[Task input]:
PR #2041, opened 2026-07-31
Updates to rva23-crd.adoc

kdockser:
Clarifications.


docs/crd/src/rva23_crd.adoc
```diff
@@ -25,71 +25,105 @@ a| * Initial draft
...
+implemented. Furthermore, any optional extensions as specified in the profile may be implemented. Any optional portions
+of the base ISA and these extensions may be implemented, but if they are
+implemented, they must be implemented in their entirety.
 
-NOTE: The profiles already explain what is required and what is optional. Restating the requirements here can lead to confusion.
+There is no prohibition against implementing other RISC-V ratified base ISAs or
+extensions, custom extensions, or even non-conforming extensions as
+long as they don't interfere with the proper functioning of the RVA23 mandatory
+and implemented optional extensions. However, these other base ISAs and extensions will not be tested as
+part of RVA23 Certification.
```
davidharrishmc, line 48: Why drop mention of Ssstrict?

docs/crd/src/rva23_crd.adoc
```diff
@@ -25,71 +25,105 @@ a| * Initial draft
...
+
+This `ECALL`'s trap handler executes the
+necessary M-mode code need to complete the requested action. One such need for a
+T-SBI call is necessary to fulfill a requirement of RVA23's defined Sspm
+extension which requires an execution environment to provide a means to select
+PMLEN. Another need is for the tests to be able to request that specific traps are
+delegated away from M- mode.
+
+NOTE: There is no requirement that any traps can be delegated. But if they can
+be, the SEE must provide a means to request that they are and a means to
```
davidharrishmc: T-SEE ?

docs/crd/src/rva23_crd.adoc
```diff
@@ -25,71 +25,105 @@ a| * Initial draft
...
+intention that M-mode code be portable. Therefore, RVA23 Certification does
+not test M-mode instructions or CSRs. Any required interaction with M-mode is
+abstracted away by a Test Supervisor Binary Interface (T-SBI) and a Test
+Supervisor Execution Environment (T-SEE), which are analogous to the RISC-V
+Supervisor Binary Interface and OpenSBI software respectively;
+however, they are developed specifically for certification. The T-SEE is also
+responsible for invoking the implementation's
+boot code as well as setting up the initial M-mode-controlled environment for
+the certification tests. This includes putting the processor into a known
+initial state (for some state, it is sufficient that it holds _any_ legal value).
```
davidharrishmc: This is vague.  How does the developer or test author know which state can hold any legal value?  Should we just drop it, or make it more specific?

docs/crd/src/rva23_crd.adoc
```diff
@@ -25,71 +25,105 @@ a| * Initial draft
...
+
+As part of the certification test collateral, a reference implementation of
+the T-SEE is provided along with a full
+specification of the T-SBI. Just like with OpenSBI,
+it is up to the designer to modify the T-SEE, as necessary, for their
+implementation. The T-SBI specification is especially useful
+for those who have created an M-mode that differs substantially from M-mode 1.13
+as defined in the RISC-V Privileged Architecture.
+
+When the T-SEE receives a trap from M-mode, it invokes the appropriate handler.
```
davidharrishmc: from -> to?

docs/crd/src/rva23_crd.adoc
```diff
@@ -25,71 +25,105 @@ a| * Initial draft
...
 
-Testing M-mode trap behavior is OUT-OF-SCOPE for RVA23 certification with a few exceptions listed below.  As such, the tests delegate almost all traps to S-mode, and do not test M-mode interrupts (MEI/MTI/MSI).  Exceptions are:
+M-mode trap behavior is out of scope for RVA23, with a few exceptions listed
+below.  As such, the certification tests delegate almost all traps to S-mode,
+and do not test M-mode interrupts (MEI/MTI/MSI).  Exceptions are:
 
-* `ecall` from S-mode must not be delegated because the T-SBI must trap to M-mode to handle these calls.
-* Any trap cause that should be handled invisibly by the firmware must not be delegated.
-* Hardware may not support delegating certain traps to S-mode.
+* An `ECALL` from S-mode must not be delegated because the T-SBI must trap to M-mode to handle these calls.
```
davidharrishmc: Instruction names are lower case elsewhere in this document.  Keep it the same for consistency, or change it everywhere.

davidharrishmc (changes requested):

davidharrishmc:
Looks good.  Minor editorial feedback.  I think we are aligned.

docs/crd/src/rva23_crd.adoc
kdockser: Ssstrict is defined in RVA23. I didn't see a need for us to include it here as it might cause confusion.

docs/crd/src/rva23_crd.adoc
kdockser: I agree, it is vague. Partially because I wasn't sure what initial state needs to be specific values and what state is anything legal (i.e., not Xs). 
I was thinking that the setting of the initial state would be documented within the reference T-SEE itself. 
What are your thoughts on this?

docs/crd/src/rva23_crd.adoc
kdockser: Thanks for catching this. I was consistent with other documents, but not this document.
I'm fine with this being changed to lower case.

docs/crd/src/rva23_crd.adoc
kdockser: I agree,"to" makes sense.

docs/crd/src/rva23_crd.adoc
kdockser: Si, T-SEE

docs/crd/src/rva23_crd.adoc
jordancarlin: Agreed that this should be documented either in the description of the T-SEE (which is in the CTP) or in the reference T-SEE itself. I would be in favor of dropping it here to avoid the inevitable questions since it is vague in its current form.

docs/crd/src/rva23_crd.adoc
kdockser: Fixed in next commit.

docs/crd/src/rva23_crd.adoc
kdockser: Fixed in next commit.

docs/crd/src/rva23_crd.adoc
kdockser: Fixed in next commit.

docs/crd/src/rva23_crd.adoc
```diff
@@ -142,18 +174,35 @@ The following M-mode CSRs/fields are OUT-OF-SCOPE and not tested:
...
 
 === Interrupts
+// KAD OUT-OF-SCOPE is a term that we use when something is in scope for RVA23
+// but we are not currently testing it. It should not be used here.
+// Everything in RVA23 is in-scope. We should only list the subset that we are not testing
 
-All supervisor interrupts (SEI, STI, SSI, and LCOFI) are IN-SCOPE for testing. Hypervisor interrupts VSEI, VSTI, VSSI, and SGEI are also IN-SCOPE. Machine interrupts (MEI, MTI, MSI) are OUT-OF-SCOPE for RVA23.
+All supervisor interrupts (SEI, STI, SSI, and LCOFI) are tested.
+Hypervisor interrupts VSEI, VSTI, VSSI, and SGEI are also tested. Machine
+interrupts (MEI, MTI, MSI) are out of scope for RVA23.
```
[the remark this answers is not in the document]
kdockser: Fixed in next commit.

docs/crd/src/rva23_crd.adoc
```diff
@@ -25,71 +25,107 @@ a| * Initial draft
 | July 27, 2026
 | 0.2
 a| * Do not test traps into M-mode except ecall from S-mode
+| July 31, 2026
+| 0.3
+a| Removed "custom M-mode" made clarifications
```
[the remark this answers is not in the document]
kdockser: Fixed in next commit.

kdockser (commented):
A comment

docs/crd/src/rva23_crd.adoc
kdockser: Added NOTE: This document does not restate individual profile constraints such as Ssstrict.
Those requirements are defined normatively in the RVA23 Profiles and are unchanged for certification.

docs/crd/src/rva23_crd.adoc
```diff
@@ -102,21 +138,17 @@ RVA23 certification requires that the T-SBI provide methods of emulating every w
...
-|===
 
+////
 The following CSRs and memory-mapped I/O registers are only read during RVA23 certification.
-
-[options=header]
-[cols="1,5"]
-|===
-| CSR | Notes
+////
```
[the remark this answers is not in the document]
kdockser: Removed

.github/workflows/release-docs.yml
```diff
@@ -127,6 +127,7 @@ jobs:
           fi
 
           gh release create "$tag_name" \
+            --repo "$GITHUB_REPOSITORY" \
```
jordancarlin: Revert this change to the GitHub workflow.

docs/crd/src/rva23_crd.adoc
```diff
@@ -24,72 +24,110 @@ History of documentation changes that eventually lead to releases.
...
 
 This document describes the test requirements for a processor to be eligible for a RVA23 certificate.
 
-The RVA23 processor certificate is based on the https://riscv.github.io/riscv-isa-manual/snapshot/spec/#_rva23s64_profile[RVA23S64] and RVA23U64 profiles. To
-qualify for a certificate, the processor must implement the RV64I base instruction set and all of the mandatory
-extensions of the profile.  It may implement any of the optional features of
-the profile.  It may implement ratified extensions that are not part of the profile. It may implement other unratified extensions, but must not implement
-unratified extensions outside the custom encoding spaces if the optional Ssstrict extension is implemented. Extensions outside the profile are not tested during
-certification.
+The RVA23 processor certification requires compliance with the https://riscv.github.io/riscv-isa-manual/snapshot/spec/#_rva23_profiles[RVA23 Profiles], which is comprised of the RVA23S64 and RVA23U64 profiles. As described in these profile specifications,
```
jordancarlin, line 38: I believe this is the official terminology for the overall group of RVA23 profiles.
```suggestion
The RVA23 processor certification requires compliance with the https://riscv.github.io/riscv-isa-manual/snapshot/spec/#_rva23_profiles[RVA23 Profile Release], which is comprised of the RVA23S64 and RVA23U64 profiles. As described in these profile specifications,
```

jordancarlin, line 38: Should we be more explicit here that certification requires the RVA23S64 profile and not just the RVA23U64 profile? Also, the RVA23S64 profile includes everything in the RVA23U64 profile, so maybe we are better off not even mentioning RVA23U64.

docs/crd/src/rva23_crd.adoc
```diff
@@ -24,72 +24,110 @@ History of documentation changes that eventually lead to releases.
...
-
-Custom M-mode is a supervisor execution environment that deviates from the M-mode specification.  For example, it might have a bug that affects M-mode behavior but is invisible from S-mode.  The firmware could work around this bug by not running M-mode instructions affected by the bug.  Alternatively, custom M-mode might have some security features or custom CSRs that break compatibility with ratified M-mode.
-
-RVA23 does not place any specific requirements on M-mode implementations as it is not required that M-mode code is portable for compliant designs. Instead, in order to be able to run portable code for modes below M-mode, the processor must interface with a Supervisor Execution Environment (SEE).  The RISC-V SBI specification provides an example of a SEE.  Certification tests do not exercise the RISC-V SBI, but provide a simpler Test Supervisor Binary Interface (T-SBI) to access the execution environment.
+NOTE: We encourage those who have implemented other base ISAs or extensions to
+run the appropriate RISC-V ACTs to help ensure compliance.
```
jordancarlin: Might be worth adding a link to the `riscv-arch-test` repo in this note.

docs/crd/src/rva23_crd.adoc
```diff
@@ -24,72 +24,110 @@ History of documentation changes that eventually lead to releases.
...
+for those who have created an M-mode that differs substantially from M-mode 1.13
+as defined in the RISC-V Privileged Architecture.
+
+When the T-SEE receives a trap to M-mode, it invokes the appropriate handler.
+When it is necessary to execute M-mode instructions or access an M-mode
+CSR in order to properly set up the environment for lower privilege tests, a
+T-SBI-defined call is made by placing commands in registers and performing an `ecall`.
+
+This `ecall`'s trap handler executes the
+necessary M-mode code need to complete the requested action. One such need for a
```
jordancarlin:
```suggestion
This `ecall`'s trap handler executes the
necessary M-mode code needed to complete the requested action. One such need for a
```

docs/crd/src/rva23_crd.adoc
```diff
@@ -24,72 +24,110 @@ History of documentation changes that eventually lead to releases.
...
+NOTE: There is no requirement that any traps can be delegated. But if they can
+be, the T-SEE must provide a means to request that they are and a means to
+determine which requested traps have been delegated.
 
-The execution environment must provide a Test Supervisor Binary Interface (T-SBI) that allows S-mode software to make requests of the execution environment.  These requests are made by placing commands in registers and performing an `ECALL`. See the Certification Test Plan (CTP) for details. The certification suite provides a reference T-SBI implementation that runs on standard M-mode, but custom M-mode that differs significantly from standard M-mode might have to provide its own T-SBI implementation.
+=== Related Specifications
 
-The T-SBI also encompasses boot code and an M-mode trap handler.  Both might need to be modified by the user to accommodate custom M-mode behavior.
+* https://riscv.github.io/riscv-isa-manual/snapshot/unprivileged/index.html[Unprivileged ISA Specification] - Latest version
+* https://riscv.github.io/riscv-isa-manual/snapshot/privileged/index.html[Privileged ISA Specification] - Latest version
```
jordancarlin: These links are outdated and no longer work. The correct links seem to be
- https://riscv.github.io/riscv-isa-manual/snapshot/spec/#vol:unpriv
- https://riscv.github.io/riscv-isa-manual/snapshot/spec/#vol:priv

docs/crd/src/rva23_crd.adoc
```diff
@@ -142,18 +172,35 @@ The following M-mode CSRs/fields are OUT-OF-SCOPE and not tested:
...
 
 === Interrupts
+// KAD OUT-OF-SCOPE is a term that we use when something is in scope for RVA23
+// but we are not currently testing it. It should not be used here.
+// Everything in RVA23 is in-scope. We should only list the subset that we are not testing
 
-All supervisor interrupts (SEI, STI, SSI, and LCOFI) are IN-SCOPE for testing. Hypervisor interrupts VSEI, VSTI, VSSI, and SGEI are also IN-SCOPE. Machine interrupts (MEI, MTI, MSI) are OUT-OF-SCOPE for RVA23.
+All supervisor interrupts (SEI, STI, SSI, and LCOFI) are tested.
+Hypervisor interrupts VSEI, VSTI, VSSI, and SGEI are also tested. Machine
+interrupts are subjected to limited testing as described above.
```
jordancarlin, line 199: I don't think we are testing Machine interrupts at all. Should this sentence be updated to say that "Machine interrupts are not tested"?

docs/crd/src/rva23_crd.adoc
```diff
@@ -142,18 +172,35 @@ The following M-mode CSRs/fields are OUT-OF-SCOPE and not tested:
 |===
 
 === Interrupts
+// KAD OUT-OF-SCOPE is a term that we use when something is in scope for RVA23
+// but we are not currently testing it. It should not be used here.
+// Everything in RVA23 is in-scope. We should only list the subset that we are not testing
```
jordancarlin: Can this comment be deleted? Looks like you have already fixed the concern raised here.

jordancarlin (dismissed):
A few minor comments.

docs/crd/src/rva23_crd.adoc
kdockser: You lost me on this, how could this be read as _just_ RVA23U64?

RVA23S64 is a superset of RVA23U64's _mandatory_ baseline only. It does not include the optional extensions of RVA23U64. If we only tested RVA23U64, we would need to exclude the 'U63 options. We need to mention both.

kdockser: The title of the specification is "RVA23 Profiles".  This makes sense as there are two profiles specified.
Where does "Profile Release" come from?

jordancarlin: The RVA23S64 profile says the following:

> RVA23S64 has the same unprivileged options as RVA23U64.

.github/workflows/release-docs.yml
kdockser: I wondered about this. I'm not sure where the change came from.
Is this just a matter of deleting line 130?

jordancarlin: Yes.

docs/crd/src/rva23_crd.adoc
kdockser: That's interesting. I cannot find this in the latest release of the the RVA23 Profiles. Where do you see it?

Also, RVA23S64 Profile states:
> The RVA23S64 profile specifies the ISA features available to a supervisor-mode execution
> environment in 64-bit applications processors.

And, RVA23U64 Profile states:
> The RVA23U64 profile specifies the ISA features available to user-mode execution environments in
> 64-bit applications processor

You can always execute unprivileged instructions in supervisor mode, so it makes sense that RVA23S64 includes "all the mandatory unprivileged extensions in RVA23U64". However, we need both User Mode _and_ Supervisor Mode.

docs/crd/src/rva23_crd.adoc
kdockser: I will update these.
Do we know if these will remain working?

docs/crd/src/rva23_crd.adoc
kdockser: It might be...
I'll add a link.

.github/workflows/release-docs.yml
kdockser: I will make the fix.

docs/crd/src/rva23_crd.adoc
jordancarlin: I got it from https://riscv.github.io/riscv-isa-manual/snapshot/spec/#_rva23s64_optional_extensions.

Good point about user vs supervisor mode. I'm fine with mentioning both of them then. How about something like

[What is expected]:
Search the data above for the string "away". Report every line where it is found.

[Answer to this problem]:
+delegated away from M- mode.
+abstracted away by a Test Supervisor Binary Interface (T-SBI) and a Test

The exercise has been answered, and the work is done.